• _What is needed_
After reading the data below, copy out every line that contains the word "leaving".

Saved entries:
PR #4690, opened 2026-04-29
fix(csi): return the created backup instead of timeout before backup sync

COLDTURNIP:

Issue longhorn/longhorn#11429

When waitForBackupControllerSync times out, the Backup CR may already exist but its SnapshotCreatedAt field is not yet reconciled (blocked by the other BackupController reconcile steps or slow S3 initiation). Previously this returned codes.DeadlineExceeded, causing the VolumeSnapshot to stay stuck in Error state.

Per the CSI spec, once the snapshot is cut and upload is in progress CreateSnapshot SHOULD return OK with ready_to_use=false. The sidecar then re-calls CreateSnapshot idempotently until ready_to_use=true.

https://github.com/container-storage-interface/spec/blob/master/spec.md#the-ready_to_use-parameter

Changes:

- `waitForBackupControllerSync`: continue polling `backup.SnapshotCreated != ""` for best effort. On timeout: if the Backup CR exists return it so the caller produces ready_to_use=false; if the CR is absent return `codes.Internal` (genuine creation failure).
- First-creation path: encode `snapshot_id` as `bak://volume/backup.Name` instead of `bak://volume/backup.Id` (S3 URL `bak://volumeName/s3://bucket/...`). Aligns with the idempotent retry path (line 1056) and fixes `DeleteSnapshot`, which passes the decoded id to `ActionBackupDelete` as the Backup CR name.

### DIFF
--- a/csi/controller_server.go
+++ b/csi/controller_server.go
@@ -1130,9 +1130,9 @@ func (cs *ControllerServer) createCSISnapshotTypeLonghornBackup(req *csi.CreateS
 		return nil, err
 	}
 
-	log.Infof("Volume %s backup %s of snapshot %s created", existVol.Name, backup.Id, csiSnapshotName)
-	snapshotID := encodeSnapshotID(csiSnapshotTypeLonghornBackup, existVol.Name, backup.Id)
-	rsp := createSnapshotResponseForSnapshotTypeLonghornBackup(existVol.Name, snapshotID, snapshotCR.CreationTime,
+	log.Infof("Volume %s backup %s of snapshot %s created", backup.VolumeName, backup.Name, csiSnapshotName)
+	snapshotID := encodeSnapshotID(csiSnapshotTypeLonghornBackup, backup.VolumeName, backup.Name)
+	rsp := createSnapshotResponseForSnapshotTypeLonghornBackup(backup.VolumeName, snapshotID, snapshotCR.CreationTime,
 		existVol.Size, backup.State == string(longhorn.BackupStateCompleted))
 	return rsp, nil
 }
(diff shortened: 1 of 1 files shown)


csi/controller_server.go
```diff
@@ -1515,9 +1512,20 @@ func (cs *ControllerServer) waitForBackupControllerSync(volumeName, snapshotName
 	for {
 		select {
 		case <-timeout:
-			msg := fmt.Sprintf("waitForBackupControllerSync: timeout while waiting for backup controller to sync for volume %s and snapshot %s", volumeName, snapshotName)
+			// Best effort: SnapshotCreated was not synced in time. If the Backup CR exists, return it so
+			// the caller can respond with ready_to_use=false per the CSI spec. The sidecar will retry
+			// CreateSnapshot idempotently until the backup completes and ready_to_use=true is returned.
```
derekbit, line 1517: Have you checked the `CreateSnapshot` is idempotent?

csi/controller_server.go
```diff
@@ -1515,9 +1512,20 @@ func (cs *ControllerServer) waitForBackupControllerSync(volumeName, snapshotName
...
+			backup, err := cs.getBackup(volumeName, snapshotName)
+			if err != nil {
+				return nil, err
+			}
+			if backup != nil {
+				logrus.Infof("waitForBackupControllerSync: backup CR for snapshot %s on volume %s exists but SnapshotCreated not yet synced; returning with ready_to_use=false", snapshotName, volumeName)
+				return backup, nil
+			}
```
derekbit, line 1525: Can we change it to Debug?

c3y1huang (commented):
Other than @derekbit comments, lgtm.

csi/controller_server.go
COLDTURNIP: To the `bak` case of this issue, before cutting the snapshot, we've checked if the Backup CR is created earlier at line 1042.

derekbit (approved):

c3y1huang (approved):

---

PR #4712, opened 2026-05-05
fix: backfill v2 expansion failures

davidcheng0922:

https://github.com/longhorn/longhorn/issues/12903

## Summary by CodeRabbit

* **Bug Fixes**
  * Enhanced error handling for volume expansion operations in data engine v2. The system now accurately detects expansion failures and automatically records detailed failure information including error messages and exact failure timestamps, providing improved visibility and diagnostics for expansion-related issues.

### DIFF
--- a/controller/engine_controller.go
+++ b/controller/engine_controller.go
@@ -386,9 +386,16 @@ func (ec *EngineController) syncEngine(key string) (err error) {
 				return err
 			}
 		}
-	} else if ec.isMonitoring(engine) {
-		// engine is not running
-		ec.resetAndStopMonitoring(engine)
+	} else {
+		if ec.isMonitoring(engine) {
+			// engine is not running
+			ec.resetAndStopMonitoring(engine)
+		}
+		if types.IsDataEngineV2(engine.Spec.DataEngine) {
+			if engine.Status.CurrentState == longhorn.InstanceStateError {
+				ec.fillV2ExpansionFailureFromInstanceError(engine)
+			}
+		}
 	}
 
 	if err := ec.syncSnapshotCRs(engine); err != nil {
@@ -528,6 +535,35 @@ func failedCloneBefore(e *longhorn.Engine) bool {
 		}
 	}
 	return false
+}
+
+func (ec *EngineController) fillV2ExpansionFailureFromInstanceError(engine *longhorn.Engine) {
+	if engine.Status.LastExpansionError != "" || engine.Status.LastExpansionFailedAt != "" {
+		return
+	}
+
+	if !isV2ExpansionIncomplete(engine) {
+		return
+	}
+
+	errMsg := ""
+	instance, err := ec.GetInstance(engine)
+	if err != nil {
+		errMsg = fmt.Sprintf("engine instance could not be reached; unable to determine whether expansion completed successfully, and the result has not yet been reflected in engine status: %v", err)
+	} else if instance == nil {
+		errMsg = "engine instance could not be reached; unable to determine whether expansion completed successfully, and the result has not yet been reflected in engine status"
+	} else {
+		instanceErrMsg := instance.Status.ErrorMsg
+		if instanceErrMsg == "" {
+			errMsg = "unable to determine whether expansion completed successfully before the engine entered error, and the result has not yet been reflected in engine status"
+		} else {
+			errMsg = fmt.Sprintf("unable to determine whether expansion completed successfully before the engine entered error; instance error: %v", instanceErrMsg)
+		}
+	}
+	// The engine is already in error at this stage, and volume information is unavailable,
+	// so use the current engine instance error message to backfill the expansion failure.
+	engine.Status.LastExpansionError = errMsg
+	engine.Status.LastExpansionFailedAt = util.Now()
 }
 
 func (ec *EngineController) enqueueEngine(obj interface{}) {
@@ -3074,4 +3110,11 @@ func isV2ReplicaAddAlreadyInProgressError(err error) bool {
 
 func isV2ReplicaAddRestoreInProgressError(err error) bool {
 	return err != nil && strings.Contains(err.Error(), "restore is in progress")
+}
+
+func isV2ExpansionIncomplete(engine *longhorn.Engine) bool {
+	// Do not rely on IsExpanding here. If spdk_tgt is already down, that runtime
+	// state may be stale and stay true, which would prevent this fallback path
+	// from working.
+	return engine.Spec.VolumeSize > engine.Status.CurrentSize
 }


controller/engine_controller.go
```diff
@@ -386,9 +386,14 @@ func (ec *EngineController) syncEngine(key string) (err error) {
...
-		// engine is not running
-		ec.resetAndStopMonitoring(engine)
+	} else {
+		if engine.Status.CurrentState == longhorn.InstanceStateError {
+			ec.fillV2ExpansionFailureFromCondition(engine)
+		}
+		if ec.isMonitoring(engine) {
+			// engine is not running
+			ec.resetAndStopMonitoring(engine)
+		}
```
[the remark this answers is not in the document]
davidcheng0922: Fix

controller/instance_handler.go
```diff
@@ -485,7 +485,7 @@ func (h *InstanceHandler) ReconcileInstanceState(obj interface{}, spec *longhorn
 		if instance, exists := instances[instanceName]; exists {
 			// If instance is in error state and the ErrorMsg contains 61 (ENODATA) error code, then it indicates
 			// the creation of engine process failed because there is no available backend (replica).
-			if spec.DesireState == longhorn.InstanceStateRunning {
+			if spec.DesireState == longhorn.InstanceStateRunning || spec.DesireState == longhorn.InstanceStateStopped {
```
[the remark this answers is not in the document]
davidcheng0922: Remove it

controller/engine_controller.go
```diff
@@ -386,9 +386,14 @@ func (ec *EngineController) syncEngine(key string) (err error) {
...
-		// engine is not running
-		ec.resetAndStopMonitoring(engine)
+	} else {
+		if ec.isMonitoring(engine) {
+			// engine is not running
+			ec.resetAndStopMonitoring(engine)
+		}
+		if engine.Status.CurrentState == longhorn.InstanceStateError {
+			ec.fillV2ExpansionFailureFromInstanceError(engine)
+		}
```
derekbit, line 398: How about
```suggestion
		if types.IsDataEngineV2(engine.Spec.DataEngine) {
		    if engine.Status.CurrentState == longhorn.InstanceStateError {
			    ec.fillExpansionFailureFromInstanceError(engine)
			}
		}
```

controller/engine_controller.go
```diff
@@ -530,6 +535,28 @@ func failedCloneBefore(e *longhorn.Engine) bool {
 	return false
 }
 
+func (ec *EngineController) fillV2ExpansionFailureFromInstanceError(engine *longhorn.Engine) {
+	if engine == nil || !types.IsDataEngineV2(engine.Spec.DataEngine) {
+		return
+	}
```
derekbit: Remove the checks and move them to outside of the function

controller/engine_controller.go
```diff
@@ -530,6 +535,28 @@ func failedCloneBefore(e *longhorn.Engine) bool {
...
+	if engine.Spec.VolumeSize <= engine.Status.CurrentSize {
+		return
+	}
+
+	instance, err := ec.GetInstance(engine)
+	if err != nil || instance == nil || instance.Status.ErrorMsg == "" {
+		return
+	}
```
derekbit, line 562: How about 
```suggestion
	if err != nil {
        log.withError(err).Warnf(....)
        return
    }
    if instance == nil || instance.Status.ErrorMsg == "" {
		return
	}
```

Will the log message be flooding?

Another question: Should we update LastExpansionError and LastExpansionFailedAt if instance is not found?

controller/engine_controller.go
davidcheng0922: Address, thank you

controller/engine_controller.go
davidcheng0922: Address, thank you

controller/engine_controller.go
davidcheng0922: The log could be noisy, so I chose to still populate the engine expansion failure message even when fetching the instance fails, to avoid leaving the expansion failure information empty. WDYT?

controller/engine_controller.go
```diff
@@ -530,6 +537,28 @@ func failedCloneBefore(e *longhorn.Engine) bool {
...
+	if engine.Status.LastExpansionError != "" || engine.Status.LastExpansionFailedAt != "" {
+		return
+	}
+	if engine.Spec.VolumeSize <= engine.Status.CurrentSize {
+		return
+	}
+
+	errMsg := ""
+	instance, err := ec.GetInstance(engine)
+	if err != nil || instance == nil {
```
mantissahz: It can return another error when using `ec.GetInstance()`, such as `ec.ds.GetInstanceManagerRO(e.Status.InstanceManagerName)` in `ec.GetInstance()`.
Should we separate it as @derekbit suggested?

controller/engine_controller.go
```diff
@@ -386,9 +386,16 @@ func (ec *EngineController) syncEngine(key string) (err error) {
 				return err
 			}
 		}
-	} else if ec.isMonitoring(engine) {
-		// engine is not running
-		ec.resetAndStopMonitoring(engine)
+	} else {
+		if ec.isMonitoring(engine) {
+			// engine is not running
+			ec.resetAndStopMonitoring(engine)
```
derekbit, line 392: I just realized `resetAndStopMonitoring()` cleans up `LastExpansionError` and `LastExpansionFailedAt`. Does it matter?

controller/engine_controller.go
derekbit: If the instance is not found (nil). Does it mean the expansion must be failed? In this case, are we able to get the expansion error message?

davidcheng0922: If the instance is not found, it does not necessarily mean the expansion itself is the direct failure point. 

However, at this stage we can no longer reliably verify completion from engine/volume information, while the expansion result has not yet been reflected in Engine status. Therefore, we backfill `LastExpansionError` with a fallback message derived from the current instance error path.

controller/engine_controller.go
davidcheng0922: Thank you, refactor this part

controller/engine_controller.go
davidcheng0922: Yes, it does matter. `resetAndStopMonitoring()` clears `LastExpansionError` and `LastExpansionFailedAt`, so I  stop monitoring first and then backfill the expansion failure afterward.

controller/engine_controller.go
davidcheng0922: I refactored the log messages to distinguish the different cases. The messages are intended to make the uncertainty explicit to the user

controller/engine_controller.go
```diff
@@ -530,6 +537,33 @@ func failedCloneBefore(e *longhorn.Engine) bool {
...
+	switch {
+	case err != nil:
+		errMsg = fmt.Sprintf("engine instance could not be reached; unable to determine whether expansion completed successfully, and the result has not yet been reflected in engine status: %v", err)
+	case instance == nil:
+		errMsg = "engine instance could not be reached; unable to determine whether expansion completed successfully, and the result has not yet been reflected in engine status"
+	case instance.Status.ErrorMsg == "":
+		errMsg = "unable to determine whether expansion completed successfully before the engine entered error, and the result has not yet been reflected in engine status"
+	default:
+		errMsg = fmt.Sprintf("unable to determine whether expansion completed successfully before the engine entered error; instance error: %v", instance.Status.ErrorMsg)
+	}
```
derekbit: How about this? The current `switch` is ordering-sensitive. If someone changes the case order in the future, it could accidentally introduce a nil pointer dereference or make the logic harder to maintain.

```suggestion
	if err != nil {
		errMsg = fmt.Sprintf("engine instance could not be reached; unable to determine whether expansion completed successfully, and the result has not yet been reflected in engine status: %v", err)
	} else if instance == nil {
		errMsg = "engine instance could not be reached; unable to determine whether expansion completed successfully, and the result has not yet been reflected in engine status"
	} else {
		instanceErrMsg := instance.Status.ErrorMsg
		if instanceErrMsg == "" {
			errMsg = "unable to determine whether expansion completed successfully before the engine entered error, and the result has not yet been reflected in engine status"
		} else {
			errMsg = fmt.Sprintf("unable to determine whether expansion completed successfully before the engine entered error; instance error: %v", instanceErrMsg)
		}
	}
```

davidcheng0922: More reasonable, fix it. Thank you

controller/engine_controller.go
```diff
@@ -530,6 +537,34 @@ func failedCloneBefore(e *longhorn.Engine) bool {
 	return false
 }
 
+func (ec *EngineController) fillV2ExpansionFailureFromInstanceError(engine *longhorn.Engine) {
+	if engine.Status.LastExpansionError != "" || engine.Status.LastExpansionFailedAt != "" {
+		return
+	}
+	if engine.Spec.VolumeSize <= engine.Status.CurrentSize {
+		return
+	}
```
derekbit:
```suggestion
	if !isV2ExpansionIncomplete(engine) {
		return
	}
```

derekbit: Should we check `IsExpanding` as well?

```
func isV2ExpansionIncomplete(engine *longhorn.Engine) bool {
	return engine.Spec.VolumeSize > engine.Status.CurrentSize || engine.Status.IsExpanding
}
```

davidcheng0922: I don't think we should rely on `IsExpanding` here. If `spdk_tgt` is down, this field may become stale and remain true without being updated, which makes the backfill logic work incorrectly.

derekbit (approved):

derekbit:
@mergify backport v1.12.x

==

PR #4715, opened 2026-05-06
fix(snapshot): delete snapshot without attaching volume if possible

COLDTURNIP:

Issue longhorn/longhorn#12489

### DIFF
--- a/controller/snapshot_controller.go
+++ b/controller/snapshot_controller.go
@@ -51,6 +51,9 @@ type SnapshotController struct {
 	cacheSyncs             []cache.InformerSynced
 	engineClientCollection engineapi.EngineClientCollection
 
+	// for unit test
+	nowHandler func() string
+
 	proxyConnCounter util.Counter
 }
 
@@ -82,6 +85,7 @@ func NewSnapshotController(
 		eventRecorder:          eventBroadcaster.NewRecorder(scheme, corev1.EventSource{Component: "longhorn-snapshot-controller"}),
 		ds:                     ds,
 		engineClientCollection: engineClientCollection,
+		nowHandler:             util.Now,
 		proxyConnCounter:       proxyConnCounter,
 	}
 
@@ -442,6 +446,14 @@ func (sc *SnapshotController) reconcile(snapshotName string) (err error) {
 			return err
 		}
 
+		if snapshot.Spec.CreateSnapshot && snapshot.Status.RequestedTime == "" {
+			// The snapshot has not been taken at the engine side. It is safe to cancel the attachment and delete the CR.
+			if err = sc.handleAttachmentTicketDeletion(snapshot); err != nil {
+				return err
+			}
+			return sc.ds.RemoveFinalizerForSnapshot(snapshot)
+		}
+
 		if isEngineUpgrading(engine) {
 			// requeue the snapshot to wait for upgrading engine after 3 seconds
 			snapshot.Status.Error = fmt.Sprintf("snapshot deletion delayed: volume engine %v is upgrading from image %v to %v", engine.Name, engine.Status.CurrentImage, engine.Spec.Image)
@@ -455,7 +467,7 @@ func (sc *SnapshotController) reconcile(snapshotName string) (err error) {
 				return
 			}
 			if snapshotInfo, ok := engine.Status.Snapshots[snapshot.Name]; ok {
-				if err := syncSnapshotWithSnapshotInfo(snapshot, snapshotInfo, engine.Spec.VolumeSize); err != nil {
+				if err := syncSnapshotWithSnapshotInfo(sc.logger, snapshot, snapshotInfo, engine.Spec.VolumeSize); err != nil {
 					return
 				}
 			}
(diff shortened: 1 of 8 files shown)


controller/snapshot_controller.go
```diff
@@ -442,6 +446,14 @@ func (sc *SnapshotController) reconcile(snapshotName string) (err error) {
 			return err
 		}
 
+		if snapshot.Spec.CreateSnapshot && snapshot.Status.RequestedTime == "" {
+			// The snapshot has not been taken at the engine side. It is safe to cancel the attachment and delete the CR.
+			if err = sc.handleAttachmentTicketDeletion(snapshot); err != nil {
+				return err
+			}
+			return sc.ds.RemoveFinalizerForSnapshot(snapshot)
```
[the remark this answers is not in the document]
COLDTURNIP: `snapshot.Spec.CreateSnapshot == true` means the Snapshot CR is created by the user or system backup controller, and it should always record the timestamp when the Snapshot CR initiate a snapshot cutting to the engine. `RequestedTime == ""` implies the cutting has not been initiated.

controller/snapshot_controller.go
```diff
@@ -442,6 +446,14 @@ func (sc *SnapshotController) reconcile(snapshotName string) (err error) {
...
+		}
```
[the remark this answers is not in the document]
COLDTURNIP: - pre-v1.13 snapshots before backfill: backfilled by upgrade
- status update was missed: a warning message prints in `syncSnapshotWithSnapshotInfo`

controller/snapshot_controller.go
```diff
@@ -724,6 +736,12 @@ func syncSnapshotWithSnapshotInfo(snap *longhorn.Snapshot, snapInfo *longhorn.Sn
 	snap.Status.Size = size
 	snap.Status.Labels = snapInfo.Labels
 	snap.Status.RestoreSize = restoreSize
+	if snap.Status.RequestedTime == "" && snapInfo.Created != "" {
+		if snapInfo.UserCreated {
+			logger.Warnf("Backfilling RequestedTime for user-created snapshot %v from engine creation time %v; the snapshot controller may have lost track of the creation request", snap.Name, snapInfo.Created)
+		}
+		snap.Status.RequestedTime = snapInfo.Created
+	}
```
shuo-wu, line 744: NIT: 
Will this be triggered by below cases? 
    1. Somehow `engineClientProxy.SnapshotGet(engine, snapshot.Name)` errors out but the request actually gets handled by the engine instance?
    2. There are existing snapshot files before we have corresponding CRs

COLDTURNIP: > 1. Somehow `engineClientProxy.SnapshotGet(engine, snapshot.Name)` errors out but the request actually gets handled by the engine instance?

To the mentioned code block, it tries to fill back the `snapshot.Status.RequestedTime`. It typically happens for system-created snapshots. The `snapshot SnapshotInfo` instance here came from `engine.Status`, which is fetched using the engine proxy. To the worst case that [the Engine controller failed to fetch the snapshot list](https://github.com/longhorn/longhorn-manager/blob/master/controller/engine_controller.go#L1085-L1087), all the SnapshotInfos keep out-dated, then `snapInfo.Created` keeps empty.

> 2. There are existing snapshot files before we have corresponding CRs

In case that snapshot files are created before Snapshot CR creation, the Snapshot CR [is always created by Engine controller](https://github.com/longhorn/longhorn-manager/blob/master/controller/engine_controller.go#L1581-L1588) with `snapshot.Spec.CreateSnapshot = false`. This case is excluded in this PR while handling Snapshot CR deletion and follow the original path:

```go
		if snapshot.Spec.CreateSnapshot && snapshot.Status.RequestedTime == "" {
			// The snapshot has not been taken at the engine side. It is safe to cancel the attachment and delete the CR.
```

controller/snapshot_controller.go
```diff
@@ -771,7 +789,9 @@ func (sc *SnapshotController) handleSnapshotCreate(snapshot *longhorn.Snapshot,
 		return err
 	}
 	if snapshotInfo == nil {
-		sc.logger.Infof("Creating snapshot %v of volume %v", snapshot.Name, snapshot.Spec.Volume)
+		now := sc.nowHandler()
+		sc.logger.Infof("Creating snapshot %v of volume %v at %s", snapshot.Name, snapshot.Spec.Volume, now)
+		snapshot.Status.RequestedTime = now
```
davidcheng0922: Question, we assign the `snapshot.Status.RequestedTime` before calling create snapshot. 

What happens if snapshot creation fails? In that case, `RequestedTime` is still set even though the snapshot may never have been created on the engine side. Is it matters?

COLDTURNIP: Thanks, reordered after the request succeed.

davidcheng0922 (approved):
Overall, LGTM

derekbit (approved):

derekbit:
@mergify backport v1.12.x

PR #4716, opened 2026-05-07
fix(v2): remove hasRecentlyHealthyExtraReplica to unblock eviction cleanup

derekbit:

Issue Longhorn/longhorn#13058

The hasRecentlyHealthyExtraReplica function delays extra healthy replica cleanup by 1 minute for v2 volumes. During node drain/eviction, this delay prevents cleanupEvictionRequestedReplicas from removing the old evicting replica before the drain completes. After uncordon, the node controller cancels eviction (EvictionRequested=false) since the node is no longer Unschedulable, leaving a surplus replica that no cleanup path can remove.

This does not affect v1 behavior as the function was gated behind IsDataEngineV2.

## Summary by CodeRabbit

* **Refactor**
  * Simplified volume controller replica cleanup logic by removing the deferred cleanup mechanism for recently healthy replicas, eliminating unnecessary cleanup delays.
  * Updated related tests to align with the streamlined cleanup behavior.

• _Output_
davidcheng0922: The log could be noisy, so I chose to still populate the engine expansion failure message even when fetching the instance fails, to avoid leaving the expansion failure information empty. WDYT?
The hasRecentlyHealthyExtraReplica function delays extra healthy replica cleanup by 1 minute for v2 volumes. During node drain/eviction, this delay prevents cleanupEvictionRequestedReplicas from removing the old evicting replica before the drain completes. After uncordon, the node controller cancels eviction (EvictionRequested=false) since the node is no longer Unschedulable, leaving a surplus replica that no cleanup path can remove.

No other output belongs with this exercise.